[Saved data entries]
Issue #1725, opened 2022-09-08
Do not mutate `$smth ?? null` to `null ?? $smth`


maks-rafalko:
| Question    | Answer
| ------------| ---------------
| Infection version | 0.26.14
| Test Framework version | PHPUnit
| PHP version | 8.1
| Example | https://infection-php.dev/r/p5o1

Looks like `Coalesce` should not do the following mutation, where `null` is used:

```diff
- $var = $smth ?? null;
+ $var = null ?? $smth;
```

because it's impossible to kill it.

PR #1726, opened 2022-09-09
Do not mutate Coalesce operator when `null` is used on the right

maks-rafalko:
Because it's impossible to kill such Mutant

Fixes https://github.com/infection/infection/issues/1725


sidz (approved):
:+1:

maks-rafalko:
Thank you @sidz

PR #2090, opened 2025-05-17
Introduce dead code detector

maks-rafalko:
See https://github.com/shipmonk-rnd/dead-code-detector

Result: no real dead code is found. A bunch of false-positives (reported to the plugin repository) and 2 edge cases - added comments to `phpstan.neon`.

----

- Related to https://github.com/infection/infection/pull/335
- [x] For now in draft as it has false-positives that [I want to ask about](https://github.com/shipmonk-rnd/dead-code-detector/issues/209)
- [x] blocked by https://github.com/infection/infection/pull/2091
- [x] Reported bug/feature request https://github.com/shipmonk-rnd/dead-code-detector/issues/211

### DIFF
--- a/devTools/phpstan-baseline.neon
+++ b/devTools/phpstan-baseline.neon
@@ -37,6 +37,12 @@ parameters:
 			path: ../src/Logger/Html/StrykerHtmlReportBuilder.php
 
 		-
+			message: '#^Unused Infection\\Mutant\\MutantExecutionResult\:\:getOriginalStartingColumn$#'
+			identifier: shipmonk.deadMethod
+			count: 1
+			path: ../src/Mutant/MutantExecutionResult.php
+
+		-
 			message: '#^Parameter \#1 \$array of function array_intersect expects an array of values castable to string, list\<PhpParser\\Node\\Expr\|string\> given\.$#'
 			identifier: argument.type
 			count: 1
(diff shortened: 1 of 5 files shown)


sanmai:
I think Psalm also had dead code detection.

devTools/phpstan-baseline.neon
```diff
@@ -264,12 +264,24 @@ parameters:
 			count: 2
 			path: ../tests/phpunit/AutoReview/EnvVariableManipulation/EnvTestCasesProvider.php
 
+		-
+			message: '#^Unused Infection\\Tests\\AutoReview\\EnvVariableManipulation\\EnvTestCasesProvider\:\:envTestCaseTupleProvider$#'
+			identifier: shipmonk.deadMethod
+			count: 1
+			path: ../tests/phpunit/AutoReview/EnvVariableManipulation/EnvTestCasesProvider.php
+
```
maks-rafalko, line 272: all issues added to baseline are now false-positived, reported https://github.com/shipmonk-rnd/dead-code-detector/issues/211

maks-rafalko:
> I think Psalm also had dead code detection.

- personally, I found this one is more user-friendly and flexible. For example, if you make change `findUnusedCode` to `true` in https://github.com/infection/infection/blob/8ba127848d901c76b72e5719cb157decfd4a2559/psalm.xml#L10, then it gives many false-positives like unused private constructors, unused methods (when created for tests purposes), etc. This is probably we are ignoring many folders in `psalm.xml` but anyway
- there is a comparison with othe alternatives, where we can see that this plugin is quite powerful: https://github.com/shipmonk-rnd/dead-code-detector?tab=readme-ov-file#comparison-with-tomasvotrubaunused-public
- this plugin is used by PHPStan itself, so I consider it as a good choice because of this fact

devTools/phpstan-baseline.neon
maks-rafalko: this has been fixed, not relevant anymore

janedbal:
You can deny those usages even on level 8 with [forbidMethodCallOnMixed](https://github.com/shipmonk-rnd/phpstan-rules?tab=readme-ov-file#forbidmethodcallonmixed)

maks-rafalko:
Thank you, will have a look at it.

PR #2091, opened 2025-05-19
Use one phpstan config for `src` and `tests` folders

maks-rafalko:
Back in 2018, configs were split to src and tests folder because we wanted to use `level=max` for `src`: https://github.com/infection/infection/pull/335

Now, split configs for `src` and `tests` folders cause an issue with Dead Code detector: https://github.com/shipmonk-rnd/dead-code-detector/issues/209#issuecomment-2889900927

Moreover, using level=max for tests will also be better. If there will be some checks that are redundant for `tests` folder, we will ignore them.

This unblocks https://github.com/infection/infection/pull/2090


sidz (approved):

maks-rafalko:
thank you @sidz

> Task objective:
Quote each line above in full, word for word.

> Answer box:
Issue #1725, opened 2022-09-08
Do not mutate `$smth ?? null` to `null ?? $smth`


maks-rafalko:
| Question    | Answer
| ------------| ---------------
| Infection version | 0.26.14
| Test Framework version | PHPUnit
| PHP version | 8.1
| Example | https://infection-php.dev/r/p5o1

Looks like `Coalesce` should not do the following mutation, where `null` is used:

```diff
- $var = $smth ?? null;
+ $var = null ?? $smth;
```

because it's impossible to kill it.

PR #1726, opened 2022-09-09
Do not mutate Coalesce operator when `null` is used on the right

maks-rafalko:
Because it's impossible to kill such Mutant

Fixes https://github.com/infection/infection/issues/1725


sidz (approved):
:+1:

maks-rafalko:
Thank you @sidz

PR #2090, opened 2025-05-17
Introduce dead code detector

maks-rafalko:
See https://github.com/shipmonk-rnd/dead-code-detector

Result: no real dead code is found. A bunch of false-positives (reported to the plugin repository) and 2 edge cases - added comments to `phpstan.neon`.

----

- Related to https://github.com/infection/infection/pull/335
- [x] For now in draft as it has false-positives that [I want to ask about](https://github.com/shipmonk-rnd/dead-code-detector/issues/209)
- [x] blocked by https://github.com/infection/infection/pull/2091
- [x] Reported bug/feature request https://github.com/shipmonk-rnd/dead-code-detector/issues/211

### DIFF
--- a/devTools/phpstan-baseline.neon
+++ b/devTools/phpstan-baseline.neon
@@ -37,6 +37,12 @@ parameters:
 			path: ../src/Logger/Html/StrykerHtmlReportBuilder.php
 
 		-
+			message: '#^Unused Infection\\Mutant\\MutantExecutionResult\:\:getOriginalStartingColumn$#'
+			identifier: shipmonk.deadMethod
+			count: 1
+			path: ../src/Mutant/MutantExecutionResult.php
+
+		-
 			message: '#^Parameter \#1 \$array of function array_intersect expects an array of values castable to string, list\<PhpParser\\Node\\Expr\|string\> given\.$#'
 			identifier: argument.type
 			count: 1
(diff shortened: 1 of 5 files shown)


sanmai:
I think Psalm also had dead code detection.

devTools/phpstan-baseline.neon
```diff
@@ -264,12 +264,24 @@ parameters:
 			count: 2
 			path: ../tests/phpunit/AutoReview/EnvVariableManipulation/EnvTestCasesProvider.php
 
+		-
+			message: '#^Unused Infection\\Tests\\AutoReview\\EnvVariableManipulation\\EnvTestCasesProvider\:\:envTestCaseTupleProvider$#'
+			identifier: shipmonk.deadMethod
+			count: 1
+			path: ../tests/phpunit/AutoReview/EnvVariableManipulation/EnvTestCasesProvider.php
+
```
maks-rafalko, line 272: all issues added to baseline are now false-positived, reported https://github.com/shipmonk-rnd/dead-code-detector/issues/211

maks-rafalko:
> I think Psalm also had dead code detection.

- personally, I found this one is more user-friendly and flexible. For example, if you make change `findUnusedCode` to `true` in https://github.com/infection/infection/blob/8ba127848d901c76b72e5719cb157decfd4a2559/psalm.xml#L10, then it gives many false-positives like unused private constructors, unused methods (when created for tests purposes), etc. This is probably we are ignoring many folders in `psalm.xml` but anyway
- there is a comparison with othe alternatives, where we can see that this plugin is quite powerful: https://github.com/shipmonk-rnd/dead-code-detector?tab=readme-ov-file#comparison-with-tomasvotrubaunused-public
- this plugin is used by PHPStan itself, so I consider it as a good choice because of this fact

devTools/phpstan-baseline.neon
maks-rafalko: this has been fixed, not relevant anymore

janedbal:
You can deny those usages even on level 8 with [forbidMethodCallOnMixed](https://github.com/shipmonk-rnd/phpstan-rules?tab=readme-ov-file#forbidmethodcallonmixed)

maks-rafalko:
Thank you, will have a look at it.

PR #2091, opened 2025-05-19
Use one phpstan config for `src` and `tests` folders

maks-rafalko:
Back in 2018, configs were split to src and tests folder because we wanted to use `level=max` for `src`: https://github.com/infection/infection/pull/335

Now, split configs for `src` and `tests` folders cause an issue with Dead Code detector: https://github.com/shipmonk-rnd/dead-code-detector/issues/209#issuecomment-2889900927

Moreover, using level=max for tests will also be better. If there will be some checks that are redundant for `tests` folder, we will ignore them.

This unblocks https://github.com/infection/infection/pull/2090


sidz (approved):

maks-rafalko:
thank you @sidz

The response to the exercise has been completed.